2

CAMILA

El cadáver sobre la mesa de autopsias tenía tres impactos de bala. Uno en el pecho, otro en el abdomen y el último, el definitivo, en la sien derecha. Ejecución clásica. Firma inconfundible.

Observé las heridas con la distancia profesional que me había costado años perfeccionar. El cuerpo pertenecía a un hombre de unos treinta años, probablemente un sicario de rango medio.

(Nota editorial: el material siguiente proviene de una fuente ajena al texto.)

PR #1580, opened 2018-06-04
Migrate to mini-css-extract-plugin

BuckyMaler:
Migrate from `extract-text-webpack-plugin` to `mini-css-extract-plugin`.

`webpack.config.renderer.prod.js` doesn't emit a `style.css.map` with these changes. However, there was no source mapping for CSS in production prior to this. The emitted `style.css.map` is empty. If source mapping is intended for CSS in production then an issue should be created.


amilajack:
Awesome! I'll merge this into `v0.14.0` and test this out. Thanks for this 🎉 🎉 🎉

PR #1584, opened 2018-06-08
Move UglifyJSPlugin

BuckyMaler:
`mode: 'production'` is specified in `webpack.config.main.prod.js` and `webpack.config.renderer.prod.js`. That enables `UglifyJSPlugin`. See [default optimization options](https://webpack.js.org/concepts/mode/). Specifying a custom `UglifyJSPlugin` instance in `optimization.minimizer` will [override the default minimizer](https://webpack.js.org/configuration/optimization/#optimization-minimizer).

### DIFF
--- a/webpack.config.main.prod.js
+++ b/webpack.config.main.prod.js
@@ -25,12 +25,16 @@ export default merge.smart(baseConfig, {
     filename: './app/main.prod.js'
   },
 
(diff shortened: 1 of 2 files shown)


amilajack:
Awesome! Thanks for this 🎉

PR #1606, opened 2018-06-26
json linting added

vikr01:


.eslintignore
```diff
@@ -51,3 +51,6 @@ main.js.map
 .idea
 npm-debug.log.*
 __snapshots__
+
+# Package.json
+package.json
```
amilajack: How come `package.json` is ignored?

package.json
```diff
@@ -38,6 +38,10 @@
       "cross-env NODE_ENV=development eslint --cache --format=node_modules/eslint-formatter-pretty",
       "prettier --ignore-path .eslintignore --single-quote --write",
       "git add"
+    ],
+    "*.json|.(babelrc|prettierrc|eslintrc)": [
```
amilajack: What uses this configuration?

PR #1615, opened 2018-06-28
Add electron-redux

allenan:
Due to how electron works, redux is currently only available in the renderer process, which means we can't dispatch redux actions from the main process. For example, we might want to use menu items to dispatch events to our application.

This has been a long-standing issue with this boilerplate:
https://github.com/chentsulin/electron-react-boilerplate/issues/108
https://github.com/chentsulin/electron-react-boilerplate/issues/118
https://github.com/chentsulin/electron-react-boilerplate/issues/968

[electron-redux](https://github.com/hardchor/electron-redux) offers a solution to this problem: run redux in the main process and use IPC to proxy all renderer processes back to the main process.

This PR integrates electron-redux with electron-react-boilerplate and as a demo, allows the counter to be controlled by menu items

image

I used [timesheets](https://github.com/hardchor/timesheets) as a guide for the implementation, though I wasn't 100% sure on the use of history and initialState. So if anyone has recommendations there, that would be helpful!

### DIFF
--- a/app/index.js
+++ b/app/index.js
@@ -1,11 +1,14 @@
 import React from 'react';
 import { render } from 'react-dom';
 import { AppContainer } from 'react-hot-loader';
+import { getInitialStateRenderer } from 'electron-redux';
 import Root from './containers/Root';
-import { configureStore, history } from './store/configureStore';
+import { configureStore } from './store/configureStore';
+import history from './store/history';
 import './app.global.css';
 
-const store = configureStore();
+const initialState = getInitialStateRenderer();
+const store = configureStore(initialState, 'renderer');
 
 render(
   <AppContainer>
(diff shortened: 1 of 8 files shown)


Slapbox:
This looks very cool, but is `electron-redux` actively developed or maintained by anyone at this point?

allenan:
`electron-redux` seems to be the best solution out there, but if there's anything more actively-maintained, happy to use that instead

faroutchris:
I merged this into my own project and it works great with having several React apps/split entry points for renderer processes and a shared state between them.

allenan:
I'm using this implementation in one of my projects as well and it works great for me too

jeffvandyke:
Any updates to this? It'd be great to have a standard way to use Redux with multiple windows/dialogs sharing application state.

amilajack:
I think this is a standard feature that should be added to ERB. I think users of the boilerplate would expect this to work out of the box. And it also doesn't add much extra configuration. I will start working on this in another PR. Sorry for taking so long on this 😢

PR #1643, opened 2018-07-20
Update lint-staged for more languages

vikr01:
- Removed unneeded `<div>...</div>` blocks in favor of `<Fragment>...</Fragment>` (should switch to `<>...</>`  in the future).
- Added linting for JSX, CSS, SCSS, Markdown, and YAML to lint-staged

### DIFF
--- a/.eslintrc
+++ b/.eslintrc
@@ -42,7 +42,6 @@
     "promise/always-return": "error",
     "promise/catch-or-return": "error",
     "promise/no-native": "off",
-    "quotes": ["error", "single"],
     "react/sort-comp": [
       "error",
       {
@@ -59,13 +58,6 @@
     "react/jsx-filename-extension": [
       "error",
       { "extensions": [".js", ".jsx"] }
-    ],
-    "react/jsx-curly-brace-presence": [
-      "warn",
-      {
-        "props": "always",
-        "children": "ignore"
-      }
     ],
     "react/prefer-stateless-function": "off"
   },
--- a/.eslintrc
+++ b/.eslintrc
@@ -42,6 +42,7 @@
     "promise/always-return": "error",
     "promise/catch-or-return": "error",
     "promise/no-native": "off",
+    "quotes": ["error", "single"],
     "react/sort-comp": [
       "error",
       {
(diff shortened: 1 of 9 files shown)


.vscode/settings.json
```diff
@@ -4,7 +4,23 @@
     ".babelrc": "jsonc",
     ".prettierrc": "jsonc"
   },
+
```
amilajack: Please remove all the terminal changes

app/components/Counter.js
```diff
@@ -25,34 +25,42 @@ export default class Counter extends Component<Props> {
...
     return (
       <div>
-        <div className={styles.backButton} data-tid="backButton">
+        <div className={styles.backButton} data-tid={'backButton'}>
           <Link to={routes.HOME}>
-            <i className="fa fa-arrow-left fa-3x" />
+            <i className={'fa fa-arrow-left fa-3x'} />
           </Link>
         </div>
-        <div className={`counter ${styles.counter}`} data-tid="counter">
```
amilajack: Why are the quotes changed? Is there a particular reason for this change? If not its best to stick with convention

.eslintrc
```diff
@@ -42,6 +42,7 @@
     "promise/always-return": "error",
     "promise/catch-or-return": "error",
     "promise/no-native": "off",
+    "quotes": ["error", "single", { "avoidEscape": true }],
```
amilajack: Please explain why you made this change

.vscode/settings.json
vikr01: Removed.

app/components/Counter.js
vikr01: I believe the rule is off by default, and one convention should be followed. I switched the rule from "always" to "never" now.

.eslintrc
vikr01: Removed, but this was to be able to test since prettier is being used with single quote.

.eslintrc
```diff
@@ -59,6 +59,13 @@
       "error",
       { "extensions": [".js", ".jsx"] }
     ],
+    "react/jsx-curly-brace-presence": [
```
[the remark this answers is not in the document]
vikr01: Removed.

amilajack:
Please rebase this branch against v0.14.0

amilajack:
🎉 🎉

PR #1654, opened 2018-07-26
fixed the outdated redux dev tools documents url

fangzhzh:
- fixed the outdated redux dev tools documents url
    + it moved to http://extension.remotedev.io/docs/API/Arguments.html


amilajack:
Thanks!

PR #1657, opened 2018-07-29
Force fixed local node version

amilajack:


amilajack:
This module is unstable. Will open another PR using a more stable version of this module

PR #1672, opened 2018-08-05
Add route based code splitting

amilajack:


vikr01:
I think you should do
```javascript
() => import('<Component>')
```
instead of
```javascript
import(() => import('<Component>'))
```

Also noticed you tried to import `'./containers//HomePage'` instead of `'./containers/Homepage'`

amilajack:
Yea that was a mistake. Did that locally and it still doesn't work. Still investigating

amilajack:
I think it would be more appropriate to create an example out of this instead of add this to erb. We should document this in erb site under a performance section

PR #1675, opened 2018-08-06
Removed unneeded import, Fixed component file paths

vikr01:


amilajack:
e2e tests are failing

PR #1680, opened 2018-08-06
Linting pattern fixes

vikr01:
- Fixed all linting glob patterns to match zero or more times instead of one time. `.(foo|bar)` would now be ~~`.*(foo|bar)`~~ `.{foo,bar}` ([followed glob patterns](https://github.com/isaacs/node-glob/blob/master/README.md#glob-primer))

~~- Removed .prettierrc in favor of using the `--parser json` flag~~

- Added `stylelint --fix` to lint-staged for css & scss

~~- Added `lint-json-fix` script~~


package.json
```diff
@@ -34,13 +36,22 @@
...
       "git add"
     ],
-    "*.(json|css|scss|md)|.(babelrc|prettierrc|eslintrc)": [
-      "prettier --ignore-path .eslintignore --write",
+    "*.json|.*(babelrc|eslintrc|stylelintrc)": [
+      "prettier --ignore-path .eslintignore --parser json --write",
+      "git add"
+    ],
+    "*.*(css|scss)": [
+      "stylelint --ignore-path .eslintignore --syntax scss --fix",
```
amilajack: How come we're using two css formatters here? Why not one? Does `stylelint` account for cases that `prettier` doesn't?

.prettierrc
```diff
@@ -1,11 +0,0 @@
-{
```
amilajack: Why was this removed?

package.json
```diff
@@ -14,14 +14,16 @@
     "flow-typed": "rimraf flow-typed/npm && flow-typed install --overwrite || true",
     "lint": "cross-env NODE_ENV=development eslint --cache --format=node_modules/eslint-formatter-pretty .",
     "lint-fix": "yarn --silent lint --fix; exit 0",
+    "lint-json-fix": "prettier --ignore-path .eslintignore --parser json --write '**/*(*.json|.*(babelrc|eslintrc|stylelintrc))'",
```
amilajack: Why did we add a new script for this instead of reuse an existing script?

.prettierrc
vikr01: I added this file before to recognize .babelrc, .eslintrc, and .prettierrc as json filetypes. But adding the flag `--parser json` is better.

package.json
vikr01: Add to lint-fix?

package.json
vikr01: `stylelint` caught a missing generic font error, which `prettier` couldn't.
`stylelint` seems to be the equivalent of `eslint` for styles, so I think it's better to keep it.

package.json
vikr01: Could make postlint-fix into this, but it would be long.
`"postlint-fix": "concurrently \"prettier --ignore-path .eslintignore --single-quote --write '**/*.*(js|jsx)'\" \"prettier --ignore-path .eslintignore --parser json --write '**/*(*.json|.*(babelrc|eslintrc|stylelintrc))'\""`

vikr01: Could make postlint-fix into this, but it would be a bit long.
`concurrently \"prettier --ignore-path .eslintignore --single-quote --write '**/*.*(js|jsx)'\" \"prettier --ignore-path .eslintignore --parser json --write '**/*(*.json|.*(babelrc|eslintrc|stylelintrc))'\"`

amilajack: One of the issues with the boilerplate is that is has way too many npm scripts. Try combining this with the `lint-fix` script

vikr01: Merged into `postlint-fix`. This required `.prettierrc` to be added back to avoid the `--parser json` flag (since it would cause errors for js/jsx).

The problem with doing this though, is that if a user wanted to add another filetype to be included in the lint they need to include it in both .prettierrc and package.json.

vikr01: Also used the more commonly used glob patterns, since it reduces the length of the command. To be consistent, I also had to change it in the lint-staged config and `postlint-styles-fix`.

(i.e. `*.*(js|jsx)` becomes `*.{js,jsx}`)

amilajack:
Good stuff. Also can you investigate the flow issue that is causing CI to fail

vikr01:
PR'd  #1712.

PR #1713, opened 2018-08-20
Remove react-router-redux in favor of connceted-react-router

vikr01:
`react-router-redux` is deprecated and no longer maintained. (https://github.com/ReactTraining/react-router/tree/master/packages/react-router-redux)

They recommend using `connected-react-router` (https://github.com/supasate/connected-react-router) instead.


amilajack:
Can you rebase this against `v0.16.0`. Will make it easier to review

PR #1716, opened 2018-08-21
Resolve .json & .jsx

vikr01:
In the webpack config, the extensions `.js`, `.jsx`, and `.json` are being resolved ([link](https://github.com/chentsulin/electron-react-boilerplate/blob/2c37e738fd45fd4826256fa62e7876fefe9e36b1/webpack.config.base.js#L62)). We should stay consistent with that in anything being processed by webpack.

- Added the `.jsx` and `.json` extensions to jest
  - Added `.jsx` to be transformed by `babel-jest`
- Removed `.json` from any imports in the `./app` directory (since `./app` is what we're processing through webpack)
- Added eslint rule to enforce omitting `.json` from imports within the `./app` directory only


amilajack:
Can you rebase this against `v0.15.0`. Will make it easier for me to review

vikr01:
Rebased against `v0.15.0`. Travis CI build is failing from `yarn flow` due to the types inside `store` that was fixed in master.

app/.eslintrc
```diff
@@ -0,0 +1,9 @@
+{
```
amilajack: Why not add this to root `.eslintrc`?

vikr01:
Didn't realize ES resolves `json`.

Applied the rule to the root eslintrc and resolved all `json` imports.

PR #1722, opened 2018-08-25
Watch change of electron-main-process code and reload in dev env

HyunmoAhn:
## What I want?

I think that this repository is a great guide to the start of a project using electron and react.

Currently, modification of the code for the main process of electron is not automatically reload in the development environment. For example, you add code to print something like `console.log('something')` in `app/main.dev.js` then you must close process and rerun `npm run dev` to show print 'something'. 

This repository have tiny code about main process of electron(`app/main.dev.js`, `app/menu.js`). So the function to automatically reload may not be necessary. But I hope it will help other developer who refer to this repository. 

## Did this PR

Using [nodemon](https://github.com/remy/nodemon), watch change of `js` code and rerun about starting electron. 

nodemon watch only `app/*.js` code. 
If watch all about js code, The react-hot-load is useless because every change occur to rerun app. It is not efficient. 
There exist unrelated to main process of electron In `app/*.js` path like `index.js` and `Routes.js`.
Current nodemon setting occur reload when it is changed. It is obviously misused. But It is rarely modified so I don't think it's a big problem.
To fix, To make directory about main process of electron is solution like that.
```
app/main/         - make new directory "main"
ㄴ main.dev.js
ㄴ menu.dev.js
.... another main process code.

package.json

"start-main-dev-watch": "nodemon --exec \"npm run start-main-dev\" --watch app/main",
```
But I think it doesn't need because this repository have tiny code about main process of electron.

## Usage
```
npm run dev
```
After edit `app/main.dev.js` code.
It automatically reload!


amilajack:
While the idea is good, this isn't the best solution for the boilerplate. We should take advantage of webpack for the main process in development. We'll need a webpack config for the main process like so:
https://github.com/amilajack/erb-local-fs-read-example/blob/master/webpack.config.main.dev.js

PR #1730, opened 2018-08-28
Fix issues created by adding connected-react-router

vikr01:
`react-router-redux` was still being used in some areas, switched that for `connected-react-router`.

`routerReducer` is not currently exposed by `connected-react-router`, so I followed a "hack" mentioned [here](https://github.com/supasate/connected-react-router/issues/79#issuecomment-403271755) to add that back.


amilajack:
After https://github.com/supasate/connected-react-router/pull/132 gets merged let's remove the hack. Thanks for the PRs!

Issue #1689, opened 2018-08-10
Monorepo support


vikr01:
Using ERB in a subdirectory will cause problems when its `node_modules` are hoisted. (#1639) The current workaround is to [avoid hoisting its dependencies](https://yarnpkg.com/blog/2018/02/15/nohoist/), but this isn't ideal in the long run.

Areas causing problems:
- [x] `CheckNativeDep.js` checking node_modules in [current working directory](https://github.com/chentsulin/electron-react-boilerplate/blob/master/internals/scripts/CheckNativeDep.js#L12)
  - Fixed in #1854
- [x] Certain scripts in `package.json` expecting `node_modules` to be in the current working directory (i.e. [`./node_modules/webpack/bin/webpack`](https://github.com/chentsulin/electron-react-boilerplate/blob/master/package.json#L8)).
  - Fixed build scripts in #1827 
  - Fixed lint script in #1746

Possible solutions:
- `webpack.config.*.babel.js`
- `require.resolve`
- `npm root`

rntjr:
project supports monorepo in release 1.3.0?

PR #1739, opened 2018-08-31
WIP: Use node-modules-path module to get path to node_modules

vikr01:
Partially helps #1689.

Avoid assuming the location of `node_modules`. Instead, use `node-modules-path` to get the path to the nearest `node_modules`.

We will also have to switch the jest config in `package.json` to a `jest.config.js` to utilize `node-modules-path` for `moduleDirectories`. So for now, the assumption is still there during testing.

### DIFF
--- a/app/main.dev.js
+++ b/app/main.dev.js
@@ -11,6 +11,7 @@
  * @flow
  */
 import { app, BrowserWindow } from 'electron';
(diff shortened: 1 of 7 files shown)


vikr01:
This won't be enough, unfortunately.

Issue #1734, opened 2018-08-29
Migrate to babel@7


amilajack:

vikr01:
Been working on it at [/vikr01/electron-react-boilerplate/tree/feature/babel-7](/vikr01/electron-react-boilerplate/tree/feature/babel-7).

When running commands from the root directory, everything works fine. When running from the `app` directory, babel is not finding its config.
Issue seems to be related to babel believing the project is a monorepo due to `app/package.json`. [Switched `.babelrc` to `babel.config.js`](https://babeljs.io/docs/en/config-files#project-wide-configuration) and still no luck.

PR #1749, opened 2018-09-04
chore(deps): bump deps

amilajack:


vikr01:
`babel-loader` 8 is intended for `babel` 7. We'll update that when we resolve #1734.

amilajack:
Oh right. Forgot to ignore all the babel dep updates

PR #85, opened 2020-03-11
Fix repository URL into package.json

antleblanc:
Related to #84

Signed-off-by: Antoine Leblanc <ant.leblanc@gmail.com>


hsablonniere:
Good catch, I went to fast while doing in on 3 different projects :-(

PR #87, opened 2020-03-14
Replace `<env-var-full>` with updated `<env-var-form>` and `<env-var-linked-services>`

hsablonniere:


hsablonniere:
This branch was merged too soon by mistake, we reverted the change.

PR #88, opened 2020-03-14
Replace `<env-var-full>` with updated `<env-var-form>` and `<env-var-linked-services>` (the good one)

hsablonniere:


hsablonniere:
FYI:

* whitelisting `<br>` was not done in the right commit
* a type fix for i18n fr `cc-elasticsearch-options.description` was not done in the right commit

PR #98, opened 2020-04-16
Add <cc-tcp-redirection>

### LINKED ISSUE #90: Create a new component for TCP redirections
## Context

We need a UI component so a user can manage the TCP redirections of an app.

## User actions

For a given app:

* A user can see the list of existing TCP redirections
* A user can create a new TCP redirection
* A user can delete an existing TCP redirection

## Rules and notes

(some rules may evolve later)

* A user can only create one TCP redirection per namespace for a given app.
  * The namespace must be linked to / authorized for the app's organisation.
* The public TCP port is selected by the system and presented to the user.
* The inner TCP port is always `4040`.
* We can assume a given organisation won't have access to lots of namspaces (at least 2, max would be around 5/7).
* WORDING: We should always mention TCP in upper case.
* WORDING: We should always use `redirections` and not `redirs`

## Input requirements

* For the list of existing redirections, we need:
  * the name of the namespace
  * the port number
  * we may need some metadata about the namespace (is it related to cleverapps.io? Is it related to the custom DNS?)
  * we may need the list of domains (favorite?, cleverapps.io? ...) so we can display help/hint about a redirection.
* For the redirection creation, we need the list of namespaces and if a redirection already exists for this namespace (and this app).
* API for errors to be clarified

## Output requirements

* Event on creation
* Event on deletion

## UI ideas

* As always, we'd like to avoid "DB driven UI design", so if we can do better than a list with remove buttons and a form to add a line in the list, it would be great.
* The "only one redir per namespace" and the "namespace list will be `2 <= count <= ~7` should help us to find a better idea.

## Stories

* Skeleton (no data yet)
  * I don't think we need partial skeleton states
* Empty
  * Data loaded but no redirections yet
  * Data loaded  but no redirections yet and no namespace linked to the organisation
* Data loaded with a redirection on cleverapps.io
* Data loaded with a redirection on a custom domain
* Data loaded with a redirection on a "dedicated namespace"
* Data loaded with 10 redirections (10 namespaces)
* Error while loading data
* Error while adding a new redirection
* Error while removing an existing redirection

NOTES:

* We don't need a readonly state yet.

## Questions

* One internal state and one update button (like env-vars) vs. each button (create/delete) triggers an event (to trigger an API call)?
  * I think the second option fits the model better API wise
* Do we want to let users interact with the form while we're waiting for the API over a creation or deletion?
  * It would be way easier for us to go this way in terms of state management outside of component and regarding error management and display.

## Sub-components?

Depending on the different cases we have in the display of a given redirection, we may want to create a sub component for one redirection like we did with `<env-var-input>`.

## Unknowns

* We don't know much about how this will be billed yet

urcadox:
Closes #90


hsablonniere:
Feedbacks from the team:

* No confirm on deletion, what about a delay on the button?
* Why is cleverapps.io in italics?

hsablonniere:
We forgot to handle the **empty** story.

urcadox:
A suggestion for the description (in French):

```
Un espace de nommage correspond à un groupe de frontaux. Il y a deux groupes de frontaux publics :

    "cleverapps" pour les frontaux servant les domaines en cleverapps.io
    "default" pour les frontaux servant vos domaines personnels (exemple.com)

et si l'orga est premium :

Vous avez également accès aux namespaces liés à vos frontaux privés :

    namespace 1
    namespace 2
```

urcadox:
An idea was to specify if a namespace is public / private and to specify the CNAME record so people identify better what we are talking about.

Here are my thoughts.

The public/private idea is fine, it helps to understand that a private namespace is indeed, well, private.

The CNAME one though just does not work in my opinion, mainly because of the shared default and cleverapps namespace across zones. Specifying it only for the private namespaces would be fine but I'm not sure that it helps in any way, this should just be added in the domain names section (it's not at the moment).

Instead, we should write a rather extensive documentation with examples and link to this documentation from this UI. It allows us to make something simpler, less convoluted and less scary.

judu:
I agree with the CNAME and avoiding the "seems to be only available for domain X" risks.

Extensive documentation is obviously mandatory, like for everything in Clever Cloud.

What about a simple example like www.whatsfordinner.com VS whatsfordinner.cleverapps.io? Like with that exact domain, something that says "it is an example, but you get it!". Or does that adds too much garbage and complexity to the interface?

hsablonniere:
I think we won't be able to explain everything in the block and we need to refer to this: https://www.clever-cloud.com/doc/clever-tools/tcp-redirections/

hsablonniere:
## `<cc-tcp-redirection>`

### UI

* The delete button should have a delay (3 secs should be enough)
* If we do this, the delete button will be almost 3 times wider than the create button (in french). We may want to force equal width somehow.
* :ballot_box_with_check: 
* WORDING: other sites seems to say `noms de domaine` and not `noms de domaines`.
* :ballot_box_with_check: Rest of the wording is nice
* :ballot_box_with_check: Error state with retry button is nice
* I have an idea to improve waiting state
* :ballot_box_with_check: Story names and structure is nice

### Code

* :ballot_box_with_check: Docs is nice
* else in `_getHelpText` can be removed
* `isRedirectionDefined = this.sourcePort != null` is done multiple times, we should greate a private method (or getter)
* else in `_getHelpTextAddendum` can be removed
* else if can be just a if and else can be removed in `_getIconUrl` 
* can we move the i18n for the button in a getter?
* :ballot_box_with_check: CSS is nice

## `<cc-tcp-redirection-form>`

### UI

* :ballot_box_with_check: Wording is nice
* :ballot_box_with_check: Empty state is nice
* :ballot_box_with_check: Simulations are awesome, the cc-expand helps a lot with the height jumps

### Code

* DOCS: Type def for `Redirection` is missing `private` and `error`
* DOCS: We can remove the warning in `## Details` about errors
* :ballot_box_with_check: HTML and CSS are nice
* STORY: You don't need to reset `componentError.error = true;` each time in the simulation.

hsablonniere:
OK, everything is ready, thank you @urcadox for this work, this is great!!

PR #121, opened 2020-05-03
cc-env-var-*: rename all i18n keys (forgot to do it before)

hsablonniere:


hsablonniere:
Grrr, it was not a FF...

PR #147, opened 2020-08-27
cc-addon-option: fix styling

BlackYoup:
This fixes some missing styles (toggle color and border radius) for the `<cc-addon-option>` component

### DIFF
--- a/src/addon/cc-addon-option.js
+++ b/src/addon/cc-addon-option.js
@@ -7,7 +7,7 @@ import { i18n } from '../lib/i18n.js';
 /**
  * A component that allows to enable or disable an add-on option.
  *
- * * 🎨 default CSS display: `block`
+ * * 🎨 default CSS display: `grid`
  * <br>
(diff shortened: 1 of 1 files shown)


src/addon/cc-addon-option.js
```diff
@@ -7,7 +7,7 @@ import { i18n } from '../lib/i18n.js';
 /**
  * A component that allows to enable or disable an add-on option.
  *
- * * 🎨 default CSS display: `block`
+ * * 🎨 default CSS display: `flex`
```
hsablonniere, line 10: You used grid in the code.
BTW, I have a branch to automatically get this from code but it's fragile so for now, we need to be thorough.

hsablonniere (changes requested):

src/addon/cc-addon-option.js
BlackYoup: I was sure it was flex..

Nadie importante. Nadie que fuera a generar titulares. Solo otro número en la interminable estadística de muertos que dejaba la guerra entre cárteles.

—¿Alguna identificación? —pregunté al técnico forense que me asistía.

—Nada, doctora Rivas. Como siempre, limpio.

Asentí mientras me quitaba los guantes de látex. El apellido Rivas pesaba en cualquier conversación, incluso en la morgue. Especialmente en la morgue. Todos sabían quién era mi padre, aunque yo hubiera elegido un camino opuesto al suyo.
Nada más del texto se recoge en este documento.